The maximal potential of zooprophylactic interventions on human incidence is shown (A) along with their expected impact after 5 years (B) and 10 years (C). Interventions aim at reducing T. cruzi transmission by lowering the number of dogs (x-axis) or increasing the number of avian hosts (y-axis). The population sizes in the absence of intervention correspond to those observed in villages of the area and reported in Table 1.

https://doi.org/10.1371/journal.pntd.0007902.g006

Discussion

For decades now, studies of Chagas disease ecology have been focused on the importance of synanthropic and domesticated animals in the transmission of T. cruzi within human habitats. Various entomological risk factor analyses performed across Latin America have demonstrated that the level of house infestation by (different species of) triatomine vectors is positively associated with the presence or the abundance of dogs [17,54], cats [6971], rodents [17,7275], chickens [7678] and other species of vertebrate hosts [69,73,79]. Although the contribution of those species to human infection by T. cruzi is hard to demonstrate, positive correlations have been found between the number of infected dogs and the prevalence of T. cruzi in vectors [8081], and in human [53,82], or between seropositivity in dogs and humans [83]. Meanwhile, it has been repeatedly suggested that the presence of avian hosts, typically chickens, could reduce the prevalence of T. cruzi infection in bugs and humans [84]. While ecological and epidemiological data keep on accumulating and refining our knowledge of T. cruzi transmission networks [46,85], their integration into strategic models [86] representing T. cruzi transmission in host community remains rare. This undoubtedly limit our ability to reach key public health objectives (and to understand local failures and re-emergence) as such models are essential tools to study the potential of various control interventions aiming at interrupting T. cruzi transmission to humans according to the local specificities that can always be found in places where interventions are intended.

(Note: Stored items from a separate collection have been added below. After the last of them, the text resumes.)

PR #1109, opened 2017-02-17
upgrade: Add a check for unsupported mixed-roles setup

jsuchome:

If compute node has some controller related role, we should not allow non-disruptive upgrade. It's because with non-disruptive upgrade we want to upgrade control plane first, and only then continue with the compute nodes.

Check for additional OpenStack roles that are assigned to compute nodes.

The list of roles that are really conflicting (from the upgrade process POV) is open to debate.

### DIFF
--- a/crowbar_framework/app/models/api/crowbar.rb
+++ b/crowbar_framework/app/models/api/crowbar.rb
@@ -207,6 +207,37 @@ module Api
         ret
       end
 
+      def mixed_roles_check
+        conflicting_roles = [
+          "cinder-controller",
+          "glance-server",
+          "keystone-server",
+          "neutron-server",
+          "neutron-network",
+          "nova-controller",
+          "swift-proxy",
+          "swift-ring-compute",
+          "ceilometer-server",
+          "heat-server",
+          "horizon-server",
+          "manila-server",
+          "trove-server",
+          # FIXME: use this as better check to make sure compute node is not part of cluster?
+          "pacemaker-cluster-member"
+        ]
+        ret = {}
+        ["kvm", "xen"].each do |virt|
+          NodeObject.find("roles:nova-compute-#{virt}").each do |node|
+            conflict = node.roles & conflicting_roles
+            unless conflict.empty?
+              ret[:role_conflicts] ||= {}
+              ret[:role_conflicts][node.name] = conflict
+            end
+          end
+        end
+        ret
+      end
+
       def compute_status
         ret = {}
         ["kvm", "xen"].each do |virt|


jsuchome:
[(3) Add the precheck for compute-controller mixed setup](https://trello.com/c/14imamZ1/2053-3-add-the-precheck-for-compute-controller-mixed-setup)

crowbar_framework/app/models/api/crowbar.rb
```diff
@@ -171,6 +171,38 @@ def ceph_status
...
+          "heat-server",
+          "horizon-server",
+          "manila-server",
+          "trove-server",
+          # FIXME: use this as better check to make sure compute node is not part of cluster?
+          "pacemaker-cluster-member",
+        ]
+        ret = {}
+        ["kvm", "xen"].each do |virt|
+          NodeObject.find("roles:nova-compute-#{virt}").each do |node|
```
rsalevsky: NodeObject got obsoleted by Node

jsuchome: This is 3.0

crowbar_framework/app/models/api/crowbar.rb
```diff
@@ -183,6 +183,37 @@ def openstack_check
...
+            conflict = node.roles & conflicting_roles
+            unless conflict.empty?
+              ret[:role_conflicts] ||= {}
+              ret[:role_conflicts][node.name] = conflict
```
abel-navarro: where do we handle `:role_conflicts`?

jsuchome: So far nowhere, that still missing. Adding that part is easy, first I wanted to discuss this part (those FIXME's in this PR)

jsuchome:
@rhafer so, this tries to find out controller roles at compute nodes. Question is, is such (mixed) setup broken only for non-disruptive upgrade (that should ideally be goal of this precheck), or even for 'normal' mode?

rhafer:
> so, this tries to find out controller roles at compute nodes. Question is, is such (mixed) setup broken only for non-disruptive upgrade (that should ideally be goal of this precheck), or even for 'normal' mode?

I think it is broken (even for the disruptive upgrade) as long as it will cause the nova-compute node to be upgraded while nova-controller is not running.

I guess that means it's problematic, if nova-compute is deployed on a different node than nova-controller and that nova-compute node also has deployed some openstack barclamp with a run_order < than run_order(nova).

rhafer:
> I think it is broken (even for the disruptive upgrade) as long as it will cause the nova-compute node to be upgraded while nova-controller is not running.

Forgot to add it here: I think for the other cases, i.e. when nova-controller is already running again, it should be ok for the disruptive upgrade.

crowbar_framework/app/models/api/crowbar.rb
```diff
@@ -202,6 +202,36 @@ def openstack_check
           )
           ret[:lbaas_v1] = true unless out[:stdout].nil? || out[:stdout].empty?
         end
+      end
+
+      def mixed_roles_check
+        conflicting_roles = [
+          "cinder-controller",
```
rsalevsky: Could we maybe define this is the barclamp config? I'm sure that we will forget this list very fast if which can cause some problems.

jsuchome: Sounds like interesting idea, but I'm afraid some of these dependencies are upgrade only related...

jsuchome:
So I will use this commit in different PR.

PR #1111, opened 2017-02-17
upgrade: Disable cron during the node upgrade

jsuchome:
Some existing cron jobs might try to start services that were
not fully configured yet.


jsuchome:
[Delete old cron jobs before reboot of upgraded node?](https://trello.com/c/tvAr5l9r/321-delete-old-cron-jobs-before-reboot-of-upgraded-node)

PR #1113, opened 2017-02-17
upgrade: Remove all current repositories from the node to upgrade

rhafer:
Since we now disable all repositories in crowbar before starting the
upgrade, we don't have a definitive list of repos to remove anymore.
So we just remove all configured repositories from the node. This
shouldn't do any harm as the nodes' repositories should be managed by
crowbar anyway.

We needed to adapt this because of: https://github.com/crowbar/crowbar-core/pull/1094


jsuchome:
[(2) S55P2 Deactivate old repos during the upgrade](https://trello.com/c/GLSLmAhN/306-2-s55p2-deactivate-old-repos-during-the-upgrade)

PR #1115, opened 2017-02-20
upgrade: Mark the next substep as running

jsuchome:
If substep is immediatelly following after previous successfull
substep, we have to mark it as running (like controller nodes
after ceph ones).


jsuchome:
BTW I broke it in https://github.com/crowbar/crowbar-core/pull/1100

PR #1116, opened 2017-02-20
crowbar: Remove forgotten nodes from proposals

vuntz:
Forgotten nodes are not removed from existing proposals (applied and
non-applied). While the webui removes non-existing nodes when displaying
a proposal, if only the API is used, applying a proposal with such
non-existing nodes may result in failures.

Closes https://github.com/sap-oc/crowbar-core/issues/8


matelakat:
@vuntz shall we merge this, or the CI failure is a blocker?

matelakat:
@aspiers could you weigh in please, we need your help :-)

aspiers:
The CI failure is a standard haproxy failure which has been happening for a while. I doubt the CI even exercises this code path.

PR #1118, opened 2017-02-27
upgrade: Precheck for keystone hybrid backend.

jsuchome:
Hybrid backend is not upgradable (or is it not supported with Cloud7 at all?), so we are adding precheck at the start of the upgrade.


jsuchome:
[(2) Add precheck for keystone hybrid backend](https://trello.com/c/TKuEV0OH/2237-2-add-precheck-for-keystone-hybrid-backend)

PR #1119, opened 2017-02-27
upgrade: Add a precheck for cinder-volume backends

jsuchome:
cinder-volume needs to be configured with HA to enable non-disruptive upgrade

### DIFF
--- a/crowbar_framework/app/models/api/crowbar.rb
+++ b/crowbar_framework/app/models/api/crowbar.rb
@@ -220,15 +220,12 @@ module Api
         ret
       end
 
-      # Check for presence of HA setup, which is a requirement for non-disruptive upgrade
-      def ha_presence_check
-        unless addon_installed? "ha"
-          return { errors: [I18n.t("api.upgrade.prechecks.ha_configured.not_installed")] }
-        end
+      # Check for presence and state of HA setup, which is a requirement for non-disruptive upgrade
+      def ha_config_check
+        return { ha_not_installed: true } unless addon_installed? "ha"
         founders = NodeObject.find("pacemaker_founder:true AND pacemaker_config_environment:*")
-        founders.empty? ?
-          { errors: [I18n.t("api.upgrade.prechecks.ha_configured.not_configured")] }
-          : {}
+        return { ha_not_configured: true } if founders.empty?
+        {}
       end
 
       def maintenance_updates_check
--- a/crowbar_framework/app/models/api/crowbar.rb
+++ b/crowbar_framework/app/models/api/crowbar.rb
@@ -225,6 +225,15 @@ module Api
         return { ha_not_installed: true } unless addon_installed? "ha"
         founders = NodeObject.find("pacemaker_founder:true AND pacemaker_config_environment:*")
         return { ha_not_configured: true } if founders.empty?
+
+        # Check if cinder is using correct backend enabling live-migration
+        prop = Proposal.where(barclamp: "cinder").first
+
+        backends = prop["attributes"]["cinder"]["volumes"].select do |volume|
+          backend_driver = volume["backend_driver"]
+          ["local", "raw"].include? backend_driver
+        end
+        return { cinder_wrong_backend: true } unless backends.empty?
         {}
       end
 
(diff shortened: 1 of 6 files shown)


jsuchome:
[(2) Adapt upgrade pre-checks to ensure cinder-volume is HA](https://trello.com/c/I0uNF2Gb/2084-2-adapt-upgrade-pre-checks-to-ensure-cinder-volume-is-ha)

crowbar_framework/app/models/api/crowbar.rb
```diff
@@ -201,15 +201,18 @@ def compute_status
...
+        return { ha_not_installed: true } unless addon_installed? "ha"
         founders = NodeObject.find("pacemaker_founder:true AND pacemaker_config_environment:*")
-        founders.empty? ?
-          { errors: [I18n.t("api.upgrade.prechecks.ha_configured.not_configured")] }
-          : {}
+        return { ha_not_configured: true } if founders.empty?
+
+        # Check if cinder-volume is highly available
+        prop = Proposal.where(barclamp: "cinder").first
+        elements = prop["deployment"]["cinder"]["elements"]["cinder-volume"] rescue []
```
jsuchome: I think it makes sense here

jsuchome:
@skazi0 New precheck error label for UI...

crowbar_framework/app/models/api/crowbar.rb
```diff
@@ -201,15 +201,18 @@ def compute_status
...
+        non_clustered = elements.select { |e| !ServiceObject.is_cluster? e }
```
rhafer: nit: I believe you could use ```elements.any? { |e| !ServiceObject.is_cluster? e }``` here which would return a true/false value.

jsuchome: true

jsuchome: Or not, i need the value of `non_clustered` as a return value anyway....

rhafer: Ah, right. Not sure why I overlooked that, sorry.

jsuchome:
As we've discussed recently, having cinder-volume HA might not actually be what we need for non-disruptive upgrade. 

Maybe we just need to check for role allocation of cinder-volume roles?

Or should we do some specific check for backends? Something like: RADOS backend is always good, even without extra HA? Or, raw backend is always bad and so on.

crowbar_framework/app/models/api/crowbar.rb
```diff
@@ -201,15 +201,21 @@ def compute_status
...
+        return { ha_not_configured: true } if founders.empty?
+
+        # Check if cinder is using correct backend enabling live-migration
+        prop = Proposal.where(barclamp: "cinder").first
+
+        backends = prop["attributes"]["cinder"]["volumes"].select do |volume|
+          backend_driver = volume["backend_driver"]
+          ["local", "raw"].include? backend_driver
+        end
+        return { cinder_backend: true } unless backends.empty?
```
Itxaka: minor nit: use a proper var that explains what is checked. cinder_backend = true does not explain what this var represents.

Itxaka:
oh wait, wip label was removed!

jsuchome:
@Itxaka i think I've addressed the issues

jsuchome:
> Good to me once the hound issues are resolved.

I'm reluctant to 'resolve' these. I think it's gonna fail with some other problem when I follow the recommendation and current way is sync with what we already have in those files...

crowbar_framework/app/models/api/crowbar.rb
```diff
@@ -220,15 +220,21 @@ def compute_status
...
+        return { ha_not_configured: true } if founders.empty?
+
+        # Check if cinder is using correct backend enabling live-migration
+        prop = Proposal.where(barclamp: "cinder").first
+
+        backends = prop["attributes"]["cinder"]["volumes"].select do |volume|
+          backend_driver = volume["backend_driver"]
+          ["local", "raw"].include? backend_driver
+        end
+        return { cinder_wrong_backend: true } unless backends.empty?
```
Itxaka: :+1:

We developed the first SI model of T. cruzi transmission in a multi-host community typical of those observed in the Yucatan peninsula, Mexico, where both vector reproduction and parasite transmission depend on triatomine blood-feeding rate that itself depends on the vector’s host preferences and interference while feeding on individual hosts. By integrating all the available information about the local vector and host populations that have been accumulated over long-term field studies into this model and by producing extensive analysis of its dynamical behaviour, we provided the first evaluation of the contribution of the different hosts on the transmission of T. cruzi inside villages of the Yucatan peninsula.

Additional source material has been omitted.